I'm one of those 60-80%. DBS was always in the back of my mind. So I just had my DBS surgery and now awaiting my turn on day. Blackfeather- don't give up until you try DBS. Get your dr to put you on the fast track.

Soccertese,
Being a pragmatic person, I wasn't going to wait for the "cure" or wait til DBS was not going to be an option anymore. My tremors got to the point where they affected my QOL. The process takes time and the surgery was looking at a fall slot. My wonderful Dr. got me in earlier. For insurance you need solid documentation from a reputable doctor. Call insurance co. beforehand to verify coverage.
First you take a lot of cognitive tests. Then you take an off on test to check how meds are affecting you. Then you will have either 1 or 2 surgeries (I prefer 2). My 1st one was the hardest as you are unmedicated and awake for the brain's electrodes. That will be harder for those with dystonia or dyskenesia. I have neither. I waited for my tremors to be on both sides to go bilateral and not to have go through this again. The 2nd one was to insert the wire and generator. This part you go under. I had no complications. In 2 weks I go for my turn on day.

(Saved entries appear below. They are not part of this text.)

Issue #3036, opened 2019-05-15
Add an English and Dutch version of the workflow-image to the ETM landing page


marliekeverweij:
1. First of all it should be possible to load a static image in the chart holder instead of a chart. I first thought we did this before with the import/export images (which are gone now! see: https://github.com/quintel/documentation/blob/master/general/import_export.md), but these actually were static charts and not images, right?

2. Then the next step would be to switch between two versions of the workflow (depending on the chosen language): a Dutch and English version of the workflow.

How much work would it be to realise the above two points, @antw ? And how could we do it?

FYI: https://3.basecamp.com/3797409/buckets/11228015/messages/1740072737)

antw:
Since we don't have a way to load images instead of charts _at all_, I don't foresee any problems coding it so that the correct one is loaded depending on the currently selected language. We would just have two versions of the image, for example:

* introduction.en.png
* introduction.nl.png

antw:
I've realised that this is much easier than I thought, since we can (ab)use the system we already have in place for creating HTML tables (merit order table, plant profitability, etc).

@marliekeverweij I can set up the workflow image for you – adding the output element, creating the template, etc – if you can provide the finished images when they're ready. The only constraint is that they should be 600 pixels wide in order to fit into the space where we place charts; any larger or smaller will cause them to appear slightly blurred. *If possible*, it would be nice to also have 1200px wide versions for high-resolution screens (such as on the Macbook).

redekok:
> if you can provide the finished images when they're ready

I've just sent you the link to the images!

antw:
> I've just sent you the link to the images!

Thanks! This is what it looks like:

![Screen Shot 2019-06-12 at 13 14 36](https://user-images.githubusercontent.com/4383/59350524-3768fb00-8d14-11e9-8e41-c235ce4a2c4e.png)

I like the idea of the image a lot, but I'm not 100% sold on how it looks in the page. I have a couple of minor comments:

* Could we crop the image around the edges of the arrows/boxes and remove the extra transparent space?

* I know the dark blue is the same colour as the header text, but it feels a bit out of place to me. Would it be possible to try using the same blue as the dashboard "Change" button (`#70a2cf`)? This might be *too* blue.

* Perhaps we could also try setting the grey boxes to be the very light blue used when a chart is loading (`#f5f8fb`). This also might be too much blue, and it might be too light.

[...]

PR #3050, opened 2019-06-11
Added the default Tab to the seed data so a fresh setup can start a n…

sfp-kemp:
Added the default Tab to the seed data so a fresh setup can start a n…ew scenario


antw:
The seed file is pretty out-of-date, having not been refreshed in over a year. There are a good number of new slides, sliders, chart changes since it was made; I'm guessing if you run ETModel with the data it creates, sooner or later there will be an slider that doesn't work (because it no longer exists) or a chart that won't load because the queries have changed.

I can generate a new copy based on beta... it's pretty noisy because `rake db:seed:dump` has changed how it formats the data in the file which causes the whole thing to be rewritten (4720 insertions, 2270 deletions).

---

@sfp-kemp asked on Slack whether we really need this much data to run the app. If you want to run a local copy that mirrors what we have on beta, the answer is "yes". If you want to develop a new feature that doesn't involve charts/sliders, then probably not.

However, I think including this data is part of out commitment to being open-source; it doesn't make much sense to me for our research data (ETSource), the calculation (ETEngine, Merit, etc) and front-end (ETModel) to be open, but then not to provide a copy of the data needed to actually run ETModel. I think we should continue to bundle this data, but perhaps we should add it to our production deploy checklist to remember to refresh it regularly.

Alternatively we can change the seed file to contain only the bare minimum (I'm not sure what this constitutes), but I still think we should provide a full seed file _somewhere_ as a download, or a GitHub gist.

antw:
> but perhaps we should add it to our production deploy checklist to remember to refresh it regularly.

This gave me a thought: perhaps it *would* be better to strip seeds.rb to the bare essentials needed to run the app – I'm guessing the tabs, a slide, slider, and one output element (the upcoming [workflow image](https://github.com/quintel/etmodel/issues/3036) would suffice). With each *production* deploy we could make a habit of generating a seed.rb file based on the production (not beta) data, and provide it with [the GitHub release](https://github.com/quintel/etmodel/releases/tag/production-2018-06-20) as a downloadable asset.

This would allow third-parties to set up a complete copy of ETModel, but removes the expectation that the seed file is always up-to-date. QI staff have better ways to get copies of the beta data, so this shouldn't affect *our* workflow.

PR #3054, opened 2019-06-17
added saved_scenarios as a resource to enable reopening them

sfp-kemp:


sfp-kemp:
I broke something during squashing commits.

PR #3057, opened 2019-06-17
added saved_scenarios as a resource to enable reopening

sfp-kemp:


app/services/update_saved_scenario.rb
```diff
@@ -0,0 +1,62 @@
...
+  def failure
+    ServiceResult.failure saved_scenario.errors.full_messages
+  end
+
+  def api_scenario
+    api_response.value
+  end
+
+  def api_response
+    @_resp ||= CreateAPIScenario.call settings.merge(scenario_id: scenario_id)
```
antw: I think the scenario title needs to be included here, otherwise it defaults to "API". This means that when you use the "Save scenario" button, the scenario appears to be renamed:

Screen Shot 2019-06-18 at 12 07 37

db/migrate/20190613095331_add_scenario_id_history_to_saved_scenarios.rb
```diff
@@ -0,0 +1,5 @@
+class AddScenarioIdHistoryToSavedScenarios < ActiveRecord::Migration[5.2]
+  def change
+    add_column :saved_scenarios, :scenario_id_history, :string
```
antw: This is super-nitpicky, but could we add `after: :scenario_id` here so that the column is created after the existing `scenario_id` column instead of `updated_at`?

spec/services/update_saved_scenario_spec.rb
```diff
@@ -0,0 +1,81 @@
...
+
+    describe '#value' do
+      subject { result.value }
+      it {is_expected.to be_a SavedScenario}
+      it {is_expected.to be_persisted}
+    end
+
+    it 'changes the scenario_id on the SavedScenario' do
+      expect{ result }
+        .to change{saved_scenario.scenario_id}
```
antw: Apologies for nit-picking over code-style, but could we have a space before and inside blocks? (ditto for a couple of other places in the specs)

e.g. `change { saved_scenario.scenario_id }`

sfp-kemp:
@antw I think I solved all the nit-picks!

app/models/saved_scenario.rb
```diff
@@ -30,17 +32,33 @@ def self.batch_load(saved_scenarios)
...
+      else
+        @scenario ||= Api::Scenario.find(scenario_id)
+      end
     rescue ActiveResource::ResourceNotFound
       nil
     end
   end
 
+  def add_id_to_history(scenario_id)
+    scenario_id_history.shift if scenario_id_history.count <= 20
```
antw: I think this was meant to be `>= 20`?

sfp-kemp: I cut a corner while testing.. sorry!

antw:
Thanks @sfp-kemp! It seems to work really well. I've merged this with `master` manually in order to fix a merge conflict. It'll be on the beta server momentarily.

Thanks again!

Issue #3039, opened 2019-05-24
We should move the 'save scenario'-button to a more prominent place!


marliekeverweij:
@MartLubben mentioned this week that one time during a session he accidentally clicked on 'reset scenario' instead of 'save scenario', which is kind of unpractical when you just finished a scenario....

![Screen Shot 2019-05-24 at 16 53 59](https://user-images.githubusercontent.com/32833996/58337017-2760a880-7e45-11e9-984d-95a4c335cb84.png)

Thinking about this; as we want to give more attention to saving a scenario, we should mabye move the 'save scenario' button to another place!

My preference would go to underneath the Results-tab! In line with the our workflow 😎
@AlexanderWirtz , @ChaelKruip , @redekok , @DorinevanderVlies @michieldenhaan @MartLubben @michieldenhaan

MartLubben:
>is kind of unpractical when you just finished a scenario....
I couldn't agree more. 

Fortunately, is was a very easy scenario which I could reproduce :p.

redekok:
I agree to emphasize the "save" functionality! 

> My preference would go to underneath the Results-tab!

As a new tab? Or as a sidebar item under Results?

marliekeverweij:
> As a new tab? Or as a sidebar item under Results?

As a new tab. Then the tabs exactly correspond with our workflow!

![Screen Shot 2019-05-27 at 09 23 18](https://user-images.githubusercontent.com/32833996/58402845-83a01400-8061-11e9-8bc0-b6d8806c56d9.png)

marliekeverweij:
Oh I have a better idea: the new tab 'Save scenario' does not directly have to link you to the 'save scenario' page. We could also do it like this: write a good text for users about how to save a scenario and how to share your scenario with others and create a button that links to the 'save scenario' page. I think it's good for users to know what the impact of the 'save scenario'-button is **before they leave the scenario**. What do you think?

![Screen Shot 2019-05-27 at 09 23 18](https://user-images.githubusercontent.com/32833996/58462697-ab12e180-8132-11e9-8334-876daa8df794.png)

MartLubben:
>What do you think?

Very good idea!!

marliekeverweij:
I think that it is achievable to create this new button before the deploy on July 10th, therefore I have added the deploy-milestone to this issue. Please let me know when I am wrong!

marliekeverweij:
[...]

Issue #2123, opened 2016-05-24
User should have option to 'reset' to saved values in stead of default values


dennisquintel:
### Problem

I find it quite annoying, when you are working in a non-default scenario, often you want to go back to your 'original' slider setting, but all you can do is reset to the default setting. With singular sliders: that is doable to write down or remember the slider setting, but when you are changing a slider group, all you can do is reload the entire scenario. 😒 
#### Slider reset

![image](https://cloud.githubusercontent.com/assets/104830/15499373/2b439c74-21a4-11e6-88f5-f24fddfc2ead.png)
### Possible solution

We might want to add a select box in the menu where you can choose your behaviour.

![image](https://cloud.githubusercontent.com/assets/104830/15495460/60897746-2190-11e6-9200-215d1cf3df35.png)

cc @grdw @ChaelKruip @AlexanderWirtz

grdw:
There are multiple ways of achieving this I guess. One way would be store all slider settings in the browser's `LocalStorage` (if the customer in question does not use [IE7, IE6 or Opera Mini](http://caniuse.com/#search=localstorage)). Than I think you could easily reset to `Last saved`. Another more complex way would be storing multiple scenario's (like a simple versioning system). 

I like the general idea though. 👍

dennisschoenmakers:
Good idea. We could also use the preset_scenario's `user_values`.

dennisschoenmakers:
What do you think @antw?

antw:
> We could also use the preset_scenario's user_values.

Agree. I assume that "Last saved" refers to the most recent time the scenario was explicitly saved in ETModel. That being the case, we should likely set the `preset_scenario_id` of the *active* scenario to point at the saved scenario, and use those values when resetting.

The question is whether "Last saved" needs to be a user-selectable option at all; I think it should just be the default behaviour.

dennisschoenmakers:
I realize now,  I could have been clearer in my description: with 'resetting' I mean hitting this button:

![image](https://cloud.githubusercontent.com/assets/104830/15499345/05fbc478-21a4-11e6-90ce-a1e47b4ae369.png)

I am adjusting the body of this ticket accordingly.

antw:
Okay! So reset the slider to the value stored in the preset/saved scenario, or if no value is present there, back to the default. A big :+1: from me.

[...]

PR #3069, opened 2019-07-02
Ask user to confirm before resetting their scenario

antw:
Show a pop-up message asking the user to confirm that they wish to reset their scenario before doing so. Intended to prevent accidental mis-clicks. :wink:

Would you mind adding an appropriate translation in [config/locales/nl_etm.yml](https://github.com/quintel/etmodel/blob/41f7434f0dffdb43ad6b34413a0fe0e559850dbb/config/locales/nl_etm.yml#L63)?

Please reassign as you see fit.

---

Ref #3039

### DIFF
--- a/app/views/layouts/etm/_settings_menu.html.haml
+++ b/app/views/layouts/etm/_settings_menu.html.haml
@@ -32,7 +32,7 @@
 
         %a.save_as{:href => new_scenario_path}= t("header.save_scenario_as")
 
-        %a#reset_scenario{:href => scenario_reset_path}= t("header.reset_scenario")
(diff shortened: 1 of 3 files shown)


marliekeverweij:
Nice that you have implemented this!! I've added the Dutch translation:
Screen Shot 2019-07-03 at 10 37 41

A question out of curiosity:
Does this button reset the scenario to the initial start values for that dataset?
OR
Does this button reset the scenario to the latest saved slider settings?

marliekeverweij:
> A question out of curiosity:
> Does this button reset the scenario to the initial start values for that dataset?
> OR
> Does this button reset the scenario to the latest saved slider settings?

I think I can answer my own question: I just saw [this issue].(https://github.com/quintel/etmodel/issues/2123)

**The "Reset scenario"-button brings you back to the initial start values for that dataset**

PR #3099, opened 2019-07-10
Whats new

MartLubben:


antw:
> Not sure about the hound things tho.

It can be safely ignored: it's a code-style checker, but doesn't mean that anything is wrong. I might tweak these files a bit since they're mixing HTML and HAML syntax, but don't let that stop you from merging.

Issue #3107, opened 2019-07-18
Add link to factsheet to "show saved_scenario" page


sfp-kemp:
At the moment user's cant create factsheets from saved_scenarios.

I was dx at 51 and I am in my 10th year.

Have any of you heard about the pump for Parkinson's? it was approved by the FDA in January of this year. It is carbidopa/levodopa in a gel form which is administered through a PEG-J tube,very similar to a feeding tube. No more taking pills by mouth, is absorbed right into your bloodstream. I am currently on the pump now. I still have pills just in case something happens with the pump.

The medication is expensive but there are many organizations like the one I applied to and got a grant to cover the cost of medication that insurance would not cover.

I urge you to look into this. Today for example I have been on my pump all day long and have not had any dyskinesia, rigidity or other symptoms and have not taken any pills.

Hi. I am new to this site - I was diagnosed in July of 2014 with stiffness in my right arm/hand. My neurologist immediately prescribed 1 mg of Azilect and 6 mg of ropinerole-- neither of which has helped. I am now reading about the side effects and all around toxicity of Azilect- my bad for waiting this long to consider alternatives. Ie mucuna, ashwagandha,lion's mane etc... Any thoughts? How long do you need to be off Azilect before trying alternatives?

here's a thread on stopping azilect.
http://forum.parkinson.org/index.php...ect#entry41697

and you haven't tried carbidopa/levodopa (C/L)? if that doesn't help i doubt mucuna will help. azilect doesn't do much for symptom relief and your dose of ropinerole is low but more power to you in your pursuit of alt-treatments. i would though see how C/L works if you haven't, if it doesn't maybe you don't have pd. that's all i gotta say.